- What you have to do:
Copy each line containing the word "must" from the records that follow, please.

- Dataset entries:
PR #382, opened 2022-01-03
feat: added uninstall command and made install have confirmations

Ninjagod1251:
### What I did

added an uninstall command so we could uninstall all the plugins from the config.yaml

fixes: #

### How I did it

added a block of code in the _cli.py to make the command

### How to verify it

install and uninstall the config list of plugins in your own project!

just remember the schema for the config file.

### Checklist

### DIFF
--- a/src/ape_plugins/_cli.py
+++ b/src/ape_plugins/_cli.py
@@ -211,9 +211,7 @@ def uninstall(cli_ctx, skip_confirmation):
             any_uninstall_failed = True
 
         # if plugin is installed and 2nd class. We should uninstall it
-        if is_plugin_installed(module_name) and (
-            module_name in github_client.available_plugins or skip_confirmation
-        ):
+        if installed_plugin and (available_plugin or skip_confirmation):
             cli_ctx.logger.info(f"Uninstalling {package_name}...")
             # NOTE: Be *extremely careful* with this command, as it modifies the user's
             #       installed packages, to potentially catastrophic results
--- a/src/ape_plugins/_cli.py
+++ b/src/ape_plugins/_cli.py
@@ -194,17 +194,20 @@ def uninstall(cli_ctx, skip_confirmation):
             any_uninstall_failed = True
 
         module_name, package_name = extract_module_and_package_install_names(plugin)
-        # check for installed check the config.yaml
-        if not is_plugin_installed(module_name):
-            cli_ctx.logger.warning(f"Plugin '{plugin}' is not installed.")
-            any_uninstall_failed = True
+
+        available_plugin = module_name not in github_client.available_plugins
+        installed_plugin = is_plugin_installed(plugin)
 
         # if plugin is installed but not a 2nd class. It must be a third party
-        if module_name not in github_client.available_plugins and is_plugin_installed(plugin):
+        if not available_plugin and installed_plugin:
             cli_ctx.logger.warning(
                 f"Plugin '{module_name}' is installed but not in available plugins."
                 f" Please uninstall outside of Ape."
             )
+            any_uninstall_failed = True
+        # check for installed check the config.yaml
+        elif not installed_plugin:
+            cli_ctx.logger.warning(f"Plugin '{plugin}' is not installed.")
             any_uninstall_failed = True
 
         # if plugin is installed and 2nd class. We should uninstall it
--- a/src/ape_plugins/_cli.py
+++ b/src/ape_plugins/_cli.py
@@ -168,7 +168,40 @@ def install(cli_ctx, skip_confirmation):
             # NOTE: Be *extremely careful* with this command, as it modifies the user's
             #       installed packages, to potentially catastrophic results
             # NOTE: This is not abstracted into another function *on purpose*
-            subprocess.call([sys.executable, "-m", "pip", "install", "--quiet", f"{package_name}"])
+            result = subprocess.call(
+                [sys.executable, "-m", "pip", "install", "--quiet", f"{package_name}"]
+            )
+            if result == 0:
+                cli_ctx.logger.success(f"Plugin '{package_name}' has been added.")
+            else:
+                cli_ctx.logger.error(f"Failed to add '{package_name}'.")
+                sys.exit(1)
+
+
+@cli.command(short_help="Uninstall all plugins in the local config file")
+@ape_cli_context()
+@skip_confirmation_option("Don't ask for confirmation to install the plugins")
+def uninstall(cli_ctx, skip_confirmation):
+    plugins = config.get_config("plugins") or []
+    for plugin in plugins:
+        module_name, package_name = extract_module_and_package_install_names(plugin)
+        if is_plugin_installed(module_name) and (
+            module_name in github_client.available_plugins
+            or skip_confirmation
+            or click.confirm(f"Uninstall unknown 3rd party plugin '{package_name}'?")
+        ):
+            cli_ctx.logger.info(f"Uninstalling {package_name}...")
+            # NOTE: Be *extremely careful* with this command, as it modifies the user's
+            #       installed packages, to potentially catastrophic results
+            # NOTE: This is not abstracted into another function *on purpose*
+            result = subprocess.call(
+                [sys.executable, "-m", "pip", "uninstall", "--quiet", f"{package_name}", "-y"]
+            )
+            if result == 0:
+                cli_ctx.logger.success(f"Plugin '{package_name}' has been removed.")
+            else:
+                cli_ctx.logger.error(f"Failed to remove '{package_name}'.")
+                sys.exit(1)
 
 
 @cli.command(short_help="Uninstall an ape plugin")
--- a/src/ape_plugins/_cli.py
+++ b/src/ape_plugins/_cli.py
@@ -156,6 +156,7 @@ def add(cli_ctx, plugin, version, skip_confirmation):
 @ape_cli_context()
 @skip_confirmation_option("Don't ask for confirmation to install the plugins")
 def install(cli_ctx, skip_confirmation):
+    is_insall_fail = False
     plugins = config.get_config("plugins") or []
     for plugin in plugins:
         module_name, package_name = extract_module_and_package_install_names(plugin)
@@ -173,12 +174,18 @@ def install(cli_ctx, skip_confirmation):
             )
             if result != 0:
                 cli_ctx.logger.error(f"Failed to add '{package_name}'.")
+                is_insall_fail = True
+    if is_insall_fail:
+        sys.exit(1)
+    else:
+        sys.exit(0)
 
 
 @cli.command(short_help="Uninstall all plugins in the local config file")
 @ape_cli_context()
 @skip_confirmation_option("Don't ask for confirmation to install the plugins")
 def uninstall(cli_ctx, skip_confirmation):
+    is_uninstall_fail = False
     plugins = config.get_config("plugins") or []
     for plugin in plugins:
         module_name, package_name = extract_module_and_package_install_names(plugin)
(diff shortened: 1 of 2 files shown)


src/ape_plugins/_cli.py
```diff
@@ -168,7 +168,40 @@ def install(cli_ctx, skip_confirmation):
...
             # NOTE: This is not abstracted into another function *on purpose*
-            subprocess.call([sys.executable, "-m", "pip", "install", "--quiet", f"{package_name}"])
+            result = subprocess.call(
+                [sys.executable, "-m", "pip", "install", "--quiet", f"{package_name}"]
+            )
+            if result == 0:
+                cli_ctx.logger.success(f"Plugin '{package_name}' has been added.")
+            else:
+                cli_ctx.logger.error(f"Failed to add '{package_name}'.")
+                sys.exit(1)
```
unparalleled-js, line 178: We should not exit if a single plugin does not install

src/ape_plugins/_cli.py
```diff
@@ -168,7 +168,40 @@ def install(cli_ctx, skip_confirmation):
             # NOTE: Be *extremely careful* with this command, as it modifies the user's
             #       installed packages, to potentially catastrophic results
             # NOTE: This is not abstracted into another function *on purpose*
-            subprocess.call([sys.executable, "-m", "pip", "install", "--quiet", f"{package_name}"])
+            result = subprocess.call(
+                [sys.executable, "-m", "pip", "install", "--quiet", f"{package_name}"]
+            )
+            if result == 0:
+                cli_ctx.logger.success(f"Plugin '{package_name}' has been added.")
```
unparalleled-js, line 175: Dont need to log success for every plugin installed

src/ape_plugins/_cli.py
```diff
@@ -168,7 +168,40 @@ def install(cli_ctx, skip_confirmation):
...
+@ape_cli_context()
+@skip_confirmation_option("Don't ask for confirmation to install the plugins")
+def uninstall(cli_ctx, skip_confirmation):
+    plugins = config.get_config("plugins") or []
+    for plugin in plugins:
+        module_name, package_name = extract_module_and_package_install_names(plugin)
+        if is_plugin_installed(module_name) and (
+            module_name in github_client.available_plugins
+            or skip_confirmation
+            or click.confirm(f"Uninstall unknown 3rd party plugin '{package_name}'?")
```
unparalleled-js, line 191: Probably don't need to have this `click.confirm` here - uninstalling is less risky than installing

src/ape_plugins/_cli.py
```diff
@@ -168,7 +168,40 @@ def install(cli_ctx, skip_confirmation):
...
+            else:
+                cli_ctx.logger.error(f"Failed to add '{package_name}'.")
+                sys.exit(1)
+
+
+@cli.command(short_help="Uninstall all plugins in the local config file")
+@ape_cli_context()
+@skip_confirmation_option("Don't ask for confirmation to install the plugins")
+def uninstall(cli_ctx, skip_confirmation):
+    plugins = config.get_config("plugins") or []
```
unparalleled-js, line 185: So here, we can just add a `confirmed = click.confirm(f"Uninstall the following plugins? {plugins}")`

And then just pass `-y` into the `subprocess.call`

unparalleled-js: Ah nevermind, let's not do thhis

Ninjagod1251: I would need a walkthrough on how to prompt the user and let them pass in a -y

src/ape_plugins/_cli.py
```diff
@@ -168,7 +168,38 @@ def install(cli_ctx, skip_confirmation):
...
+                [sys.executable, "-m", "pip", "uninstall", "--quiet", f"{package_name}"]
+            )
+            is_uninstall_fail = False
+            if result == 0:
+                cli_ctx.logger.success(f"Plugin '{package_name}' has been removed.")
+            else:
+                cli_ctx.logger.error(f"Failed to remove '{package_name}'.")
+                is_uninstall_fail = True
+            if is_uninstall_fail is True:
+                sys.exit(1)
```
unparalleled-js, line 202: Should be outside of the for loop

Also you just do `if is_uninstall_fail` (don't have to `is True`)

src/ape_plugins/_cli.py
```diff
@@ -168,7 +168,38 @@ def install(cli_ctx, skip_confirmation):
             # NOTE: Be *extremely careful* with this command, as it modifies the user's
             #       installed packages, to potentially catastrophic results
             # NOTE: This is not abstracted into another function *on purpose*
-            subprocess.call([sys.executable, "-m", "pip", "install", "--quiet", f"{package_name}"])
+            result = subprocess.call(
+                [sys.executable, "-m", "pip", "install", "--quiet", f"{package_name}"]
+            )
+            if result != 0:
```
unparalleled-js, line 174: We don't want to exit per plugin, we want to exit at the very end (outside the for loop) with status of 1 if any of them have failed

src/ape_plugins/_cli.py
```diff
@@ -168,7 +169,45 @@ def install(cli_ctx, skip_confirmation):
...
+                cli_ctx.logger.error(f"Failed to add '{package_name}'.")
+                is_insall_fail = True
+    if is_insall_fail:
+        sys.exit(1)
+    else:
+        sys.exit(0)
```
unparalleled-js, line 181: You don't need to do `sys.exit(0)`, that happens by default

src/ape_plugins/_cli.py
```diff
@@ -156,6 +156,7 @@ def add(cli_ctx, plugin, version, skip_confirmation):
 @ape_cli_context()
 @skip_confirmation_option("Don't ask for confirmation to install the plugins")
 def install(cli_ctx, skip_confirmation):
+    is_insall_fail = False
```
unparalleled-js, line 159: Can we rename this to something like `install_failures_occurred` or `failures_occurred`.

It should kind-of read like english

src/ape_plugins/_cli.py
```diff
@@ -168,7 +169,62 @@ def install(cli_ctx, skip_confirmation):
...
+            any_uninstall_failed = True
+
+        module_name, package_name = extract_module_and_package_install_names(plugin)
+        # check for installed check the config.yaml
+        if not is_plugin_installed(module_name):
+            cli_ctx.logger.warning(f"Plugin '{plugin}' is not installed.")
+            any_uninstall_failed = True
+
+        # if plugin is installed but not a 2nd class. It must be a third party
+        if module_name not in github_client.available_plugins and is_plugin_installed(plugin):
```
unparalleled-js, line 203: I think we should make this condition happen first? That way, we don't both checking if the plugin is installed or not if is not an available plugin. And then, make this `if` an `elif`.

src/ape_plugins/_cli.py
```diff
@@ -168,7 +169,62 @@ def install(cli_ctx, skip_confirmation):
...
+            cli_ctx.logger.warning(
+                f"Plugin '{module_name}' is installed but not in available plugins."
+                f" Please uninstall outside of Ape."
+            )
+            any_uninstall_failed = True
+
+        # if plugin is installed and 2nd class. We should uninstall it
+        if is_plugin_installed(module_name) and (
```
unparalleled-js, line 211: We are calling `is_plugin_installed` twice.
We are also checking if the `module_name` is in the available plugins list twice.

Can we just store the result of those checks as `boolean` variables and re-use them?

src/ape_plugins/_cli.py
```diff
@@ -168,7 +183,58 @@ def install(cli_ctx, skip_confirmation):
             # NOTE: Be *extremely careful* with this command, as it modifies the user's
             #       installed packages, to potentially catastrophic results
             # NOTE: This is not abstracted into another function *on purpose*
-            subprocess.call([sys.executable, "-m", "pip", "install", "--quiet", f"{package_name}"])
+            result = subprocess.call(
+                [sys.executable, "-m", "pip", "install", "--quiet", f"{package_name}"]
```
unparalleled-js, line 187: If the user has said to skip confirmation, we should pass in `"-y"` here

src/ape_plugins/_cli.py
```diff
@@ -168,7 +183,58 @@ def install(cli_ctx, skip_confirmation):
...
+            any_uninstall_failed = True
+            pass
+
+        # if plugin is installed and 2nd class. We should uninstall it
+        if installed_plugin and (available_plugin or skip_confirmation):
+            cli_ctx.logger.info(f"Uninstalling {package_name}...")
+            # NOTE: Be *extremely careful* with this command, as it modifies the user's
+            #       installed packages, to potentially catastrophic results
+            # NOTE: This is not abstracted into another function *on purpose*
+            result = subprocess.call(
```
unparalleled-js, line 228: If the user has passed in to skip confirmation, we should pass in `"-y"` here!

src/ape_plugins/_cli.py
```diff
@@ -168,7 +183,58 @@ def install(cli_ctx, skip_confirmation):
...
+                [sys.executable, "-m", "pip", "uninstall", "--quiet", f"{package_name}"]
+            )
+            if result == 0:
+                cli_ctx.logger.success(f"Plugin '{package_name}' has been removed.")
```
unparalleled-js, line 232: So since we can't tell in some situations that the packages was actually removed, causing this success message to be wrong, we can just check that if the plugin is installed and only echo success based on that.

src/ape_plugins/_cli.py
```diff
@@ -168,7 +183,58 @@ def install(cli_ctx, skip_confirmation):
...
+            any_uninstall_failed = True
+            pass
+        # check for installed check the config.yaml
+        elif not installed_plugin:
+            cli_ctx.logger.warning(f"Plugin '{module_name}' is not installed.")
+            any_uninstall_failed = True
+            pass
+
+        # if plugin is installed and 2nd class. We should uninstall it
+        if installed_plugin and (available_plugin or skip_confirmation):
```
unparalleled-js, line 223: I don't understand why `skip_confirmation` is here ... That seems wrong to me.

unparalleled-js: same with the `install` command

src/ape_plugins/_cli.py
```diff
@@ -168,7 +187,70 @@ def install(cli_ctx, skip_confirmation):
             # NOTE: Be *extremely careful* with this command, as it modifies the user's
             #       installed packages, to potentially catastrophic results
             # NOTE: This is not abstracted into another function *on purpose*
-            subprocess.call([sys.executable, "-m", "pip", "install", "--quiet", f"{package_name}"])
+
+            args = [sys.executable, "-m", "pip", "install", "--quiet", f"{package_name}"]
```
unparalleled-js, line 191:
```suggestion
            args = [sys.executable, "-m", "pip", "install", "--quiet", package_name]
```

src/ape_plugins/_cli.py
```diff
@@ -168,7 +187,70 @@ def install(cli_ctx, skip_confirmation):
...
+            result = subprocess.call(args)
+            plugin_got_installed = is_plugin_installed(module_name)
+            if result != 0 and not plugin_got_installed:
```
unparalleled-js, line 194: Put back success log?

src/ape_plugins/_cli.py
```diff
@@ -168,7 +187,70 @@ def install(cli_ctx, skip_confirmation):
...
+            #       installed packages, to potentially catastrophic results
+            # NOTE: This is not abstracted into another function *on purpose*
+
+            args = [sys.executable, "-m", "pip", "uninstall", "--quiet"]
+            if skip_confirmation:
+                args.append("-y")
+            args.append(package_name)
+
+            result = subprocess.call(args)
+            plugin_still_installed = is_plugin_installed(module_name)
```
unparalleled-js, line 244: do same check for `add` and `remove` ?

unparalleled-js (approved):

- Task result:
         # if plugin is installed but not a 2nd class. It must be a third party
+        # if plugin is installed but not a 2nd class. It must be a third party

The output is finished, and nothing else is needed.